幾人驚詫,秦無炎猜疑道:“不會吧,你細心想想,是不是健忘帶了?”
“啪啦!”
“去去去!滾一邊去!彆來擾我們喝酒!”方棠麵露不悅,打斷乞丐的話,看著麵前一張臟兮兮的臉龐,不由暴露一絲嫌惡的神情,“天香樓如何回事?竟然放一個乞丐出去乞討……”
“哎!你……你……”來不及禁止,就見本身一身白衣被印上了幾個烏黑掌印,方棠驚聲喊著,情急之下,他用力一把推開乞丐,神采烏青罵道:“混賬!小爺的衣服都被你弄臟了!”
“對不起……對不起!我幫您擦潔淨!”乞丐哭喪著臉,湊到方棠身邊,顫抖著雙手用力在方棠身上胡亂拂弄幾下。

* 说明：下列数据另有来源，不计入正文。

PR #339, opened 2023-02-28
SDK: updating the  pollers for `resourcemanager`

tombuildsstuff:
This PR fixes a number of issues identified when enabling the base layer in https://github.com/hashicorp/terraform-provider-azurerm/pull/20688, namely:

1. Some Resource Manager APIs return the LRO OperationStatus URI on a verbose hostname (including the port), such that the check we have present here isn't strictly needed (else we fail comparing `https://management.azure.com` to `https://management.azure.com:443`, which whilst technically the same the LRO URI isn't guaranteed to be on the same port afaik)
2. Some Resource Manager APIs (such as SignalR) return an LRO Status of `Running` rather than `InProgress`, as such this PR adds an exception for this
3. Introduces a Delete LRO - which (after deleting a resource) will validate that the resource ultimately disappears


jackofallops (approved):
LGTM 👍

PR #197, opened 2019-04-10
Require ID for PATCH

kbaird:
Recently we've encountered an issue in which a PATCH payload that lacks an ID produces an incorrect error message stating that the `type` is what's missing.

This adds a new error that refers to `id`, and produces it in the cases we encountered.


jherdman:
Many thanks, @kbaird !

PR #198, opened 2019-04-19
Add some typespecs

kbaird:
Adds some typespecs

### DIFF
--- a/lib/jsonapi/error_view.ex
+++ b/lib/jsonapi/error_view.ex
@@ -72,8 +72,8 @@ defmodule JSONAPI.ErrorView do
     |> serialize_error
   end
 
-  @spec too_many_relationships_payload_for_standard_endpoint :: map()
-  def too_many_relationships_payload_for_standard_endpoint do
+  @spec to_many_relationships_payload_for_standard_endpoint :: map()
+  def to_many_relationships_payload_for_standard_endpoint do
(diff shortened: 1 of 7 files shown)


lib/jsonapi/error_view.ex
```diff
@@ -34,37 +37,43 @@ defmodule JSONAPI.ErrorView do
...
 
+  @spec missing_id :: map()
   def missing_id do
     "Missing id in data parameter"
     |> build_error(400, @crud_message, "/data/id")
     |> serialize_error
   end
 
-  def to_many_relationships_payload_for_standard_endpoint do
+  @spec too_many_relationships_payload_for_standard_endpoint :: map()
```
kbaird: I also fixed a typo here

doomspork: I wonder if we should continue to define "to_many" with a deprecation notice in the event folks are using these directly?

kbaird: My mistake. https://github.com/jeregrine/jsonapi/pull/198/commits/55dd0f2bf13a61b65302fabf1570318d5c492e3e reverts.

kbaird: My confusion sprang from the fact that both labels are appropriate. It is an error that pertains to a "to-many" relationship, and is triggered by their count being too high (i.e., there are "too many" of them).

一個小二倉促跑來,跑到近時纔看清狀況,不待客人發怒,立馬推著乞丐走開,罵罵咧咧道:“又是你,還敢偷偷溜出去,下主要再敢出去,打斷你的腿!”
若問古今榮枯事,請君隻看雍州城。
此時恰是落日西下。
這座具有著千年汗青的古城,秘聞渾厚,繁華似錦,在大秦亂世期間,更是名譽九州,並且,大秦太祖天子最開端便是在雍州起家,四百年前在青史留名的大人物,也多有雍州人士,於大秦而言,這片冥冥中有天道鴻運眷顧的龍蛇之地,有著不成替代的意義。
方棠本想發怒,見掌櫃一臉歉意,賠罪殷勤,伸手不打笑容人,不好問責,並且,天香樓背景不普通,不宜過於獲咎,他隻好忍住肝火,拂袖道:“算了,就當我們倒黴吧。”
“禁言!”
乞丐這一撞,桌麵刹時變得杯盤狼籍,酒壺傾倒,幾個杯子被碰翻倒了,酒水沿著桌角灑了一地,一股濃烈的酒香完整散開了,飄散四方。
“明天可貴兄弟幾個聚在一起喝酒,表情可彆太沉重了,來,喝酒喝酒!”一人打圓場道,幾人這才重新傳杯弄盞,酒興來時高談闊論,好不舒暢。一會,一個乞丐模樣的少年,登上了二樓,乞丐衣衫襤褸,頂著一頭烏糟糟的頭髮,拿著個破碗,走到幾名墨客桌前,口中不幸兮兮道:“各位大爺行行好,我已經兩天冇吃過飯了,行行好……”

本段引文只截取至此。